🤖 AI Summary
Vector quantization (VQ) suffers from non-differentiability and hard assignment in spatiotemporal forecasting, impeding end-to-end optimization and limiting representational capacity and prediction accuracy. To address this, we propose differentiable sparse soft vector quantization (SVQ), the first soft VQ framework for spatiotemporal forecasting driven by sparse regression. SVQ enables fully differentiable, end-to-end training while enhancing pattern modeling capability. It employs a two-layer MLP coupled with a large-scale codebook, implements soft assignment, propagates continuous gradients through the quantizer, and adopts lightweight decoding to preserve fine-grained details while suppressing noise. Evaluated on five standard benchmarks, SVQ achieves state-of-the-art performance: it reduces temperature prediction error by 7.9% on WeatherBench-S, lowers average MAE by 9.4% in video forecasting, and improves LPIPS image quality by 17.3%.
📝 Abstract
Spatio-temporal forecasting is crucial in various fields and requires a careful balance between identifying subtle patterns and filtering out noise.
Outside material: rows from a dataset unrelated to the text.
Issue #2933, opened 2025-01-14
setting patch%itype to invalid for FATES patches


rgknox:
In #2392 we found a regression where FATES runs were allowed to erroneously perform operations with the patch%itype structure.  I think we've allowed the allocation of this array in fates runs because of the anticipation of allowing non-fates modules (that would need access to itype) to run along side fates.

Setting values of patch%itype for fates patches back to the uninitialized value would help prevent issues that were experienced in #2392, because calling that array will result in out of bounds errors.

You can see we played with the idea of doing this here:

https://github.com/ESCOMP/CTSM/blob/ctsm5.3.018/src/utils/clmfates_interfaceMod.F90#L933

ekluzek:
I love this idea @rgknox. This will help us find problems when cases are run in DEBUG mode. I'm hoping we could bring this in soonish, but I'm also afraid that this will expose existing problems that might take some time to work through. But, that would also be a benefit of doing this. I've assigned you and @glemieux to it -- but please change as appropriate. I also put it as something to do by the answer changing freeze, but hope this can come in ASAP.

Since, this is JUST changing the value over FATES columns what you have here should be fine for working towards our desire to have both FATES and non-FATES columns running at the same time. So I don't think your second sentence applies for what you've proposed.

rgknox:
Created this PR to address itype, just a strawman but does the job: https://github.com/ESCOMP/CTSM/pull/2935
Should we combine this with #2934 ?

wwieder:
Given the urgency of this PR, are you OK with the suggested order on upcoming tags?

rgknox:
@wwieder This PR does not seem as urgent as Greg's PR that turns of Meier turbulence with fates, this one is more about preventing future heartache.  That said, I do think its complete and should help us catch errors, but no rush here.

adrifoster:
@mvdebolskiy this is what I was thinking of

Issue #1784, opened 2022-06-17
Get dry-deposition/MEGAN working with FATES-SP mode


ekluzek:
The most straightforward part of getting FATES to work with dry deposition is to get it to work in FATES-SP mode. This is something that the code is very close to being able to do right now.

This is a particular part of #1044

ekluzek:
Open this up as I need to review the code and make sure all of the data that is used by MEGAN and drydep is set when FATES is on. I've reviewed some of it and it's set, but I should make sure everything is set.

After I do that Louisa will run some simulations and make sure FATES-SP is mode is worked as expected for MEGAN and drydep.

rgknox:
Removed FATES SP DryDep from the aux_clm tests.  When dryep and FATES SP is re-enabled, here is the commit where the test was removed (to make it easier to re-instate: https://github.com/ESCOMP/CTSM/pull/2935/commits/7e4e6b243694e6b18598933a8096facb541a661e)

Here is the commit where we change the namelist build script logic to be a fatal error:
https://github.com/ESCOMP/CTSM/pull/2935/commits/3f6eb018b224e09a8cdfb2662b907a7795f8d1f0

ekluzek:
The changes on NorESM should allow us to get this working for both FATES-SP and regular FATES, so it seems fine to let it be broken for right now. And that's the fastest way forward. So this all sounds good. And the commits look good to me.

PR #2935, opened 2025-01-15
Initializing itype as spval for fates patches

rgknox:
### Description of changes

On FATES patches, there should be no notion of pft associated with the patch, and therefore patch%itype should always be invalid.  Even for FATES-SP, the patch should be associated with the FATES pft, which is not associated with itype. In this set of changes, itype is set to spval on fates patches. This will help prevent bugs in the future, because its use in a fates context should trigger errors, particularly in debug mode.

### Specific notes

Addresses part of: #2932

@rosiealice @ekluzek @glemieux others

Fixes: #2933

Testing performed, if any:

One off tests to see if the model would run with Zeng and Wang turbulent transport.  It does. Ran into machine issues testing with Meier2022, which should crash.

### DIFF
--- a/src/biogeophys/SurfaceAlbedoMod.F90
+++ b/src/biogeophys/SurfaceAlbedoMod.F90
@@ -864,23 +864,6 @@ contains
           end if
     end do
 
-    ! Weight reflectance/transmittance by lai and sai
-       ! Only perform on vegetated patches where coszen > 0
-
-    do fp = 1,num_vegsol
-       p = filter_vegsol(fp)
-       wl(p) = elai(p) / max( elai(p)+esai(p), mpe )
-       ws(p) = esai(p) / max( elai(p)+esai(p), mpe )
-    end do
-
-    do ib = 1, numrad
-       do fp = 1,num_vegsol
-          p = filter_vegsol(fp)
-          rho(p,ib) = max( rhol(patch%itype(p),ib)*wl(p) + rhos(patch%itype(p),ib)*ws(p), mpe )
-          tau(p,ib) = max( taul(patch%itype(p),ib)*wl(p) + taus(patch%itype(p),ib)*ws(p), mpe )
-       end do
-    end do
-
     ! Diagnose number of canopy layers for radiative transfer, in increments of dincmax.
     ! Add to number of layers so long as cumulative leaf+stem area does not exceed total
     ! leaf+stem area. Then add any remaining leaf+stem area to next layer and exit the loop.
@@ -1051,7 +1034,24 @@ contains
             fcansno(bounds%begp:bounds%endp), surfalb_inst)
 
     else
-
+       
+       ! Weight reflectance/transmittance by lai and sai
+       ! Only perform on vegetated patches where coszen > 0
+       
+       do fp = 1,num_vegsol
+          p = filter_vegsol(fp)
+          wl(p) = elai(p) / max( elai(p)+esai(p), mpe )
+          ws(p) = esai(p) / max( elai(p)+esai(p), mpe )
+       end do
+       
+       do ib = 1, numrad
+          do fp = 1,num_vegsol
+             p = filter_vegsol(fp)
+             rho(p,ib) = max( rhol(patch%itype(p),ib)*wl(p) + rhos(patch%itype(p),ib)*ws(p), mpe )
+             tau(p,ib) = max( taul(patch%itype(p),ib)*wl(p) + taus(patch%itype(p),ib)*ws(p), mpe )
+          end do
+       end do
+       
        call TwoStream (bounds, filter_vegsol, num_vegsol, &
             coszen_patch(bounds%begp:bounds%endp), &
             rho(bounds%begp:bounds%endp, :), &
--- a/src/main/clm_driver.F90
+++ b/src/main/clm_driver.F90
@@ -18,6 +18,7 @@ module clm_driver
   use clm_time_manager       , only : get_nstep, is_beg_curr_day, is_beg_curr_year
   use clm_time_manager       , only : get_prev_date, is_first_step
   use clm_varpar             , only : nlevsno, nlevgrnd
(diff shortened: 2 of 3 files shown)


rgknox:
combine this with #2934 ?

ekluzek:
@rgknox I suggest you leave this outside of #2934 for now. I'm wondering what will happen with this when the fates and aux_clm test lists are run. I'm curious if you'll see new issues when you run DEBUG level tests with FATES. If so I'm thinking it might be a bit to resolve. But, I might be wrong...

src/biogeophys/SurfaceAlbedoMod.F90
```diff
@@ -1051,7 +1034,24 @@ subroutine SurfaceAlbedo(bounds,nc,  &
             fcansno(bounds%begp:bounds%endp), surfalb_inst)
 
     else
-
+
```
ekluzek, line 1037: Ahh, so this is another place where this caught this pattern that was being done for FATES, and now you have it only done outside of FATES.

rosiealice:
Good idea @rgknox :) I hope @ekluzek is not right about needing to fix lots of things but maybe we should keep them separate just incase :/

src/main/clm_driver.F90
```diff
@@ -704,16 +705,23 @@ subroutine clm_drv(doalb, nextsw_cday, declinp1, declin, rstwr, nlend, rdate, ro
...
-       leafn_patch = bgc_vegetation_inst%get_leafn_patch(bounds_clump)
-
        allocate(froot_carbon(bounds_clump%begp:bounds_clump%endp))
        allocate(croot_carbon(bounds_clump%begp:bounds_clump%endp))
-       froot_carbon = bgc_vegetation_inst%get_froot_carbon_patch( &
-            bounds_clump, canopystate_inst%tlai_patch(bounds_clump%begp:bounds_clump%endp))
-       croot_carbon = bgc_vegetation_inst%get_croot_carbon_patch( &
-            bounds_clump, canopystate_inst%tlai_patch(bounds_clump%begp:bounds_clump%endp))
 
+       if(use_fates)then
```
ekluzek, line 711: I'd add a comment to this about why this is being done. Also try using nan rather than spval.

src/utils/clmfates_interfaceMod.F90
```diff
@@ -930,7 +930,7 @@ subroutine init(this, bounds_proc, flandusepftdat)
             c = this%f2hmap(nc)%fcolumn(s)
             pi = col%patchi(c)+1
             pf = col%patchf(c)
-!            patch%itype(pi:pf) = ispval
+            patch%itype(pi:pf) = ispval
```
ekluzek, line 933: Add a note about why this is being done, and what it will do.

ekluzek (changes requested):
Awesome, to see a start at this so quickly. And for it to already have caught something. Things were being set and then overridden by FATES, so it won't change answers, but it's good to know that the change caught that.

I'm just requesting adding some comments to describe what's going on and why.

src/utils/clmfates_interfaceMod.F90
rgknox: actually, the comments on 925-927 explain what is going on already.

rgknox: let me update the text a little though, its not as clear as it could be

src/biogeophys/SurfaceAlbedoMod.F90
rgknox: yes

src/main/clm_driver.F90
rgknox: added comments

src/utils/clmfates_interfaceMod.F90
rgknox: updated text, clearer now

src/main/clm_driver.F90
ekluzek: The way to get nan within a scope is to add this use statement:

``` fortran
use shr_infnan_mod  , only : nan => shr_infnan_nan, assignment(=)
```

rgknox: changed spval to nan

ekluzek: Perfect!

ekluzek:
@rgknox this looks to me like it could come in right now. As next in line.

We plan to have @slevis-lmwg do the integrator step from..

https://github.com/ESCOMP/CTSM/wiki/Protocols-on-updating-FATES-within-CTSM#ctsmfates-developer

rgknox:
That works for me @ekluzek , I believe it is feature complete. I'll work with you and @slevis-lmwg  to start testing

ekluzek (approved):

ekluzek:
@rgknox testing showed that we have FATES-SP tests that rely on using itype. I remember that now that he mentions it, but didn't think of it beforehand. This is a a good example of this change catching this problem. So it's actually a good thing, and will serve as an example of what needs to be done when the assumption that you can use itype on the CTSM side for FATES. But, it will take a little bit to fix.

rgknox:
I updated the code to address another issue. We had a test in our aux_clm list that was testing FATES SP and DryDep.  DryDep code relies on an association between patch and pft via itype.  This test has been removed from the testlist, and a fatal_error call has been added to the namelist perl script if FATES is run with DryDep.  I also linked the following issue in the test list:  https://github.com/ESCOMP/CTSM/issues/1784

ekluzek (approved):

samsrabin:
Testing for this is finished. A few of Ryan's Izumi tests failed, but I reran them and they worked. I linked any files missing from Ryan's ctsm5.3.046 baseline to my ctsm5.3.046.ssr baseline.

samsrabin:
Now just waiting on ChangeLog/ChangeSum to merge.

Vector quantization (VQ) appears well-suited for this purpose, as it quantizes input vectors into a set of codebook vectors or patterns. Although VQ has shown promise in various computer vision tasks, it surprisingly falls short in enhancing the accuracy of spatio-temporal forecasting. We attribute this to two main issues: inaccurate optimization due to non-differentiability and limited representation power in hard-VQ. To tackle these challenges, we introduce Differentiable Sparse Soft-Vector Quantization (SVQ), the first VQ method to enhance spatio-temporal forecasting. SVQ balances detail preservation with noise reduction, offering full differentiability and a solid foundation in sparse regression. Our approach employs a two-layer MLP and an extensive codebook to streamline the sparse regression process, significantly cutting computational costs while simplifying training and improving performance. Empirical studies on five spatio-temporal benchmark datasets show SVQ achieves state-of-the-art results, including a 7.9% improvement on the WeatherBench-S temperature dataset and an average mean absolute error reduction of 9.4% in video prediction benchmarks (Human3.6M, KTH, and KittiCaltech), along with a 17.3% enhancement in image quality (LPIPS). Code is publicly available at https://github.com/Pachark/SVQ-Forecasting.